■ **GOAL OF THE EXERCISE**
I would like you to return all of the records exactly as they stand.

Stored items
_ _ _
PR #565, opened 2026-01-13
feat: Complete Timing System Overhaul and Sticky Credit Router

ajcasagrande:
> [!Tip] 
> Review it in vscode for web by pressing `.`

> [!note]
> PR is big enough as is, I split the tests out seperate

## Summary by CodeRabbit

* **New Features**
  * Multi-phase benchmarking with configurable warmup and profiling phases
  * User-centric multi-user rate mode and gamma-distributed arrival shaping
  * Sticky user-session routing for fair multi-turn load balancing
  * Memory-mapped dataset backend and zero-copy client support
  * Rich HTTP trace metrics and request-cancellation simulation
  * Dynamic concurrency/prefill and arrival-rate ramping

* **Configuration**
  * Many new CLI/env options for warmup, ramps, arrival patterns, prefill concurrency, and connection reuse strategies (including sticky-user-sessions)

### DIFF
--- a/docs/cli_options.md
+++ b/docs/cli_options.md
@@ -651,6 +651,7 @@ Equivalent to --log-level TRACE. Enables the most verbose logging output possibl
 #### `--record-processor-service-count`, `--record-processors` `<int>`
 
 Number of services to spawn for processing records. The higher the request rate, the more services should be spawned in order to keep up with the incoming records. If not specified, the number of services will be automatically determined based on the worker count.
+<br>_Constraints: ≥ 1_
 
 #### `--ui-type`, `--ui` `<str>`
_ _ _
■ **THE COMPLETED TASK**
PR #565, opened 2026-01-13
feat: Complete Timing System Overhaul and Sticky Credit Router

ajcasagrande:
> [!Tip] 
> Review it in vscode for web by pressing `.`

> [!note]
> PR is big enough as is, I split the tests out seperate

## Summary by CodeRabbit

* **New Features**
  * Multi-phase benchmarking with configurable warmup and profiling phases
  * User-centric multi-user rate mode and gamma-distributed arrival shaping
  * Sticky user-session routing for fair multi-turn load balancing
  * Memory-mapped dataset backend and zero-copy client support
  * Rich HTTP trace metrics and request-cancellation simulation
  * Dynamic concurrency/prefill and arrival-rate ramping

* **Configuration**
  * Many new CLI/env options for warmup, ramps, arrival patterns, prefill concurrency, and connection reuse strategies (including sticky-user-sessions)

### DIFF
--- a/docs/cli_options.md
+++ b/docs/cli_options.md
@@ -651,6 +651,7 @@ Equivalent to --log-level TRACE. Enables the most verbose logging output possibl
 #### `--record-processor-service-count`, `--record-processors` `<int>`
 
 Number of services to spawn for processing records. The higher the request rate, the more services should be spawned in order to keep up with the incoming records. If not specified, the number of services will be automatically determined based on the worker count.
+<br>_Constraints: ≥ 1_
 
 #### `--ui-type`, `--ui` `<str>`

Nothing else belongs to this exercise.